Jane Wang, CEO of employee health company myHealthSphere, has worked with plenty of people in high-stress jobs. Her company’s employee wellness tool, Dooo, aims to help workers better manage their health and stress on the job. When I last spoke to Wang, she addressed some of the reasons why so many workplace wellness programs fail (see PepsiCo for a high-profile example).

You’ll likely be unsurprised to hear that the situation hasn’t magically changed since Wang and I talked in January: workplace wellness programs still fail often, and American workers are still very stressed. What has changed, however, is that myHealthSphere has found a new channel for spreading Dooo — and it’s a rather important channel, one that could help more companies adopt successful workplace wellness programs.

Insurance Brokers: Practicing What They Preach (Some of Them)

While looking for investors, Wang met with one who owns a tech company and works for an insurance brokerage.

“He came up with the idea of speaking to the brokerage, not only to implement [our wellness program] for his company, but for the brokerage itself and its clients,” Wang says.

The result is a partnership with insurance brokerage firm Morrow, Crossdale & Associates, Inc., (MC&A). The firm uses Dooo itself and pushes the program out to its clients.

A partnership between insurance brokers — the people who help companies arrange health care — and a workplace wellness program provider is an especially valuable one, not only for the parties involved, but also for the state of workplace wellness in general. If companies see their insurance firms using wellness programs that work, they may be more likely to get on board.

“It makes sense — for example, if you have a toothpaste, you can say it’s the toothpaste the dentist is using,” Wang explains.

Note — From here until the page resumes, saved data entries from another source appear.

PR #118, opened 2026-05-13
fix(cutover): tidy-up — collision + duplicate-hint + §9 cross-refs + dry-run zero-agent (closes cortex#106)

mellanon:
## Summary

Echo's round-1 follow-up findings on cortex#104. Four surgical fixes; cortex#104 merged with these deferred per the pilot-loop SOP.

## Items

- [x] **Item 1** — `detectAgentIdFromRoleHints` collision-fallback off-by-one
  - `src/cli/cortex/commands/migrate-config-lib.ts` (was line 553) — collision-fallback formula dropped from `${baseId}-${variantIds.length + 1 + 1}` → `${baseId}-${variantIds.length + 1}`. Pre-fix, three adapters all hinting `agent-luna` walked `luna`, `luna-3`, `luna-4`; post-fix they walk `luna`, `luna-2`, `luna-3`.
  - Test: `convertBotYaml — collision fallback numbering (cortex#106 item 1)` in `src/cli/cortex/commands/__tests__/migrate-config.test.ts`

- [x] **Item 2** — Duplicate `agent-<X>` hint across adapters silently falls through
  - Same file — added `hintFirstClaimer: Map<string, string>` to track which agent id first claimed each hint, and emit `WARN: migrate-config: agents [a,b] both claim agent-<X> hint — first wins; second falls back to numeric` when a second adapter declares the same hint. Once per duplicated hint, attached to `agents[i].id` where `i` is the second adapter's index.
  - Tests: `convertBotYaml — duplicate hint across adapters (cortex#106 item 2)` — covers the warn-fires case AND the no-spurious-warn case for the healthy three-distinct-hints config (grove production shape).

- [x] **Item 3** — §9 missing cross-refs to cortex#86 + cortex#98
  - `docs/plan-cortex-migration.md` — added §9.5 "Related work" linking cortex#86 (NatsLink credsAuthenticator — the daemon's own connect path against operator-mode NATS) and cortex#98 (TrustResolver auto-populate — the inter-bot allowlist). §9 now stands as the operator's recipe AND the navigation hub to the code work the recipe depends on.

- [x] **Item 4** — Dry-run agent count fallback to 1
[...]

PR #121, opened 2026-05-13
feat(routing): auto-thread on inbound review wire format (closes cortex#120)

mellanon:
Closes cortex#120. Per the channel routing SOP in CLAUDE.md `## Discord Channel Routing`: when an inbound message in a CHANNEL matches `<@bot> review <repo>#<N> …`, auto-create (or find) a `{repo}/pr/<N>` thread + redirect the dispatch into it. Echo's reply then lands in the thread automatically.

## Summary

- New `src/adapters/discord/wire-format.ts` — pure parser, regex `^\s*<@!?(\d+)>\s+[Rr][Ee][Vv][Ie][Ew]\s+([a-z][a-z0-9_-]+)#(\d+)\b`. Only the `review` verb in v1.
- `DiscordAdapter.messageCreate` checks the wire format; if it matches AND the message is in a channel (not DM, not thread, not private) AND the parsed botId is this adapter's own, calls a new `findOrCreateThreadByName(channelId, "<repo>/pr/<N>")` helper.
- `findOrCreateThreadByName` reuses discord.js's cached `channel.threads`, matches by exact name, falls through to API `threads.create` with `autoArchiveDuration: 1440` + `type: PUBLIC_THREAD` (matching the `worklog-manager.ts` convention).
- Inbound dispatch is mutated to carry `threadId/threadName`; dispatch-handler's existing `targetFromMsg` routes outbound to the thread. `_native` stays untouched so `system.inbound.aborted` correlation works.
- Graceful fallback: if thread create fails, warn + channel-level reply.

## Test plan

- [x] `bun test src/adapters/discord/` — 154/154 pass (3 new test files: 193 lines wire-format + 520 lines auto-thread integration + the existing 154 adapter tests untouched)
- [x] Manual verification (post-merge): Luna pings Echo with `review cortex#N` → `cortex/pr/N` thread created → Echo replies in thread

## Out of scope (deferred follow-up issues)

- `work-on`, `ship`, `babysit` verbs (only `review` in v1)
- Issue-level threads (`cortex/issue/N`)
- Feature-id threads (`cortex/G-501`)
- `discord post --ensure-thread <name>` CLI flag (operator parity)
- Migration of JC's `PR #N` style threads — we own ours

## Review

\`recommend: merge\` on a clean run. The follow-up verbs + issue-level + CLI flag can be filed as separate issues if you want them tracked.

### DIFF
--- a/src/adapters/discord/__tests__/auto-thread.test.ts
+++ b/src/adapters/discord/__tests__/auto-thread.test.ts
@@ -1,0 +1,520 @@
+/**
+ * cortex#120 — Auto-thread on inbound review wire format.
+ *
+ * Covers the messageCreate hot-path branch that auto-creates (or reuses)
+ * a `{repo}/pr/<N>` thread when a channel-level message matches
+ * `<@bot> review <repo>#<N>`. The agent's reply then posts to the
+ * thread instead of the channel (per the SOP at
+ * CLAUDE.md `## Discord Channel Routing` step 3).
+ *
+ * Test approach: same fake-Discord pattern as
+ * `start-attach-separation.test.ts`. We bypass `client.login()` by
+ * injecting a `FakeClient` and drive `messageCreate` directly. The fake
+ * exposes a `threads.fetchActive` + `threads.create` pair so we can
+ * assert on the find-or-create lookup without a live Discord guild.
+ */
+
+import { describe, expect, test, beforeEach, afterEach } from "bun:test";
+import { EventEmitter } from "events";
+import { ChannelType } from "discord.js";
+import { DiscordAdapter, type DiscordAdapterInfra } from "../index";
+import { DMConfigSchema } from "../../../common/types/config";
+import type { Agent, DiscordPresence } from "../../../common/types/cortex-config";
+import type { InboundMessage } from "../../types";
+
+// ---------------------------------------------------------------------------
+// Console suppression — the adapter emits a normal "channel=..." log and the
+// auto-thread "auto-threaded ..." log on the hot path; not relevant to the
+// assertions and very noisy.
+// ---------------------------------------------------------------------------
+
+let originalWarn: typeof console.warn;
+let originalError: typeof console.error;
+let originalLog: typeof console.log;
+
+beforeEach(() => {
+  originalWarn = console.warn;
+  originalError = console.error;
+  originalLog = console.log;
+  console.warn = () => {};
+  console.error = () => {};
+  console.log = () => {};
+});
+
+afterEach(() => {
+  console.warn = originalWarn;
+  console.error = originalError;
+  console.log = originalLog;
+});
+
+// ---------------------------------------------------------------------------
+// Fakes
+// ---------------------------------------------------------------------------
+
+const BOT_ID = "999000111";
+const HUMAN_ID = "285727653603049472";
+const CHANNEL_ID = "ch-cortex-1";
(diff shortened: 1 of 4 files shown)


mellanon (commented):
## Round-1 review — cortex#121

**Verdict: merge.** Surgical implementation, scope held tight to the `review` verb, well-tested.

### What's right

| Concern | Evidence |
|---------|----------|
| Pure parser (no discord.js deps) | `wire-format.ts` is testable in isolation; 193 lines of cases covers positive/negative shapes |
| Bot-id equality gate | `parsed.botId === this.client.user?.id` — adapter A doesn't auto-thread on `<@B> review …` |
| Idempotent reuse | `fetchActive` → name match → return existing; 2nd ping test asserts no second `create` call |
| `_native` preserved | Inbound dedup correlation for `system.inbound.aborted` stays correct — explicitly called out in the comment |
| Graceful fallback | `findOrCreateThreadByName` returns `null` on fetch/create failure; caller leaves message at channel scope |
| Naming aligned with SOP | `cortex/pr/118` (SOP form) vs JC's `PR #118` — disambiguates in multi-repo guilds |

### Nits (none blocking)

**N1 — Archived-thread fall-through is silent.** After 24h auto-archive, a re-ping creates a *fresh* `cortex/pr/N` thread alongside the dormant one. Documented in the function comment but no warn-log to tell the operator "I made a duplicate because the original archived." If long-tail re-reviews land in this codebase it'll quietly grow thread duplicates. Cheap follow-up: also call `fetchArchived()` before falling through to `create`, or at minimum log when create runs while an archived match exists.

**N2 — Race on concurrent first-pings.** Two simultaneous `review cortex#118` messages from different operators (or one operator + one bot) could both pass `fetchActive` empty, then both call `create`, yielding two `cortex/pr/118` threads. Pathological for current usage (one operator, one bot), but real once trust-mesh peer-bots start cross-pinging. Not worth fixing now; flag as a follow-up if it ever bites.

**N3 — `GuildAnnouncement` / `GuildForum` silently degrade.** The `fetched.type !== ChannelType.GuildText` gate rejects announcement + forum channels and returns `null` → channel-level reply. Current cortex deployment uses `GuildText` for repo channels, so fine in practice. The test covers `GuildForum` but no `GuildAnnouncement` case — lock the behavior with a one-liner so a future deployment doesn't get surprised.

**N4 — No telemetry envelope.** The cutover invested heavily in structured observability (`system.inbound.aborted` etc.). The auto-thread decision is announced only via `console.log` — a `system.inbound.threaded` envelope (or similar) would let downstream tooling correlate "this reply landed in a thread because we auto-routed." Worth a follow-up issue.

### Suggestion (Suggestion 1)

If you ever extend to `work-on` / `ship` / `babysit` (the deferred verbs in the issue), the verb-encoding in the regex (`[Rr][Ee][Vv][Ii][Ee][Ww]`) won't scale cleanly. At that point, consider an alternation: `(review|work-on|ship|babysit)` with the `i` flag, and dispatch on the captured verb. Not for this PR — just flagging where the design wants to evolve.

### Verification

- Read `wire-format.ts` and `index.ts` (lines 411–475) on the PR branch directly
- Cross-checked each test assertion against the issue acceptance criteria in cortex#120
- CI: Compass governance validators ✓ (10s)
- PR description's claims hold up: 154/154 adapter tests, tsc clean, `_native` preserved, idempotent reuse

Ship it.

Such a ringing endorsement is good for Dooo in particular, but it also sets an interesting paradigm for workplace wellness programs going forward. Could partnerships between insurance brokerages and workplace wellness programs be a way to bring successful wellness initiatives to more companies? If the answer is yes, we may be close to finally putting a dent in workplace stress.

As of now, of course, this is all speculation, and we should note that myHealthSphere isn’t the first workplace wellness provider to partner with players in the insurance industry. Still, it will be interesting to see how the partnership between myHealthSphere and MC&A plays out.

So far, things have been going pretty well: Wang reports that MC&A personnel praise Dooo’s pricing and say that the program is easy to share with clients. In a press release, MC&A partner Paul Crossdale said that “myHealthSphere’s approach to corporate wellness is quite forward-thinking and is one that matches our own employee health goals. Dooo is just the natural solution.”

In the meantime, Wang says myHealthSphere has partnered with three more brokerages, for a total of four including MC&A.

I’d say we should keep on eye on this situation: given the tremendous employee-health and fiscal benefits of workplace wellness programs, we should really be looking for ways to bring wellness to as many companies as possible.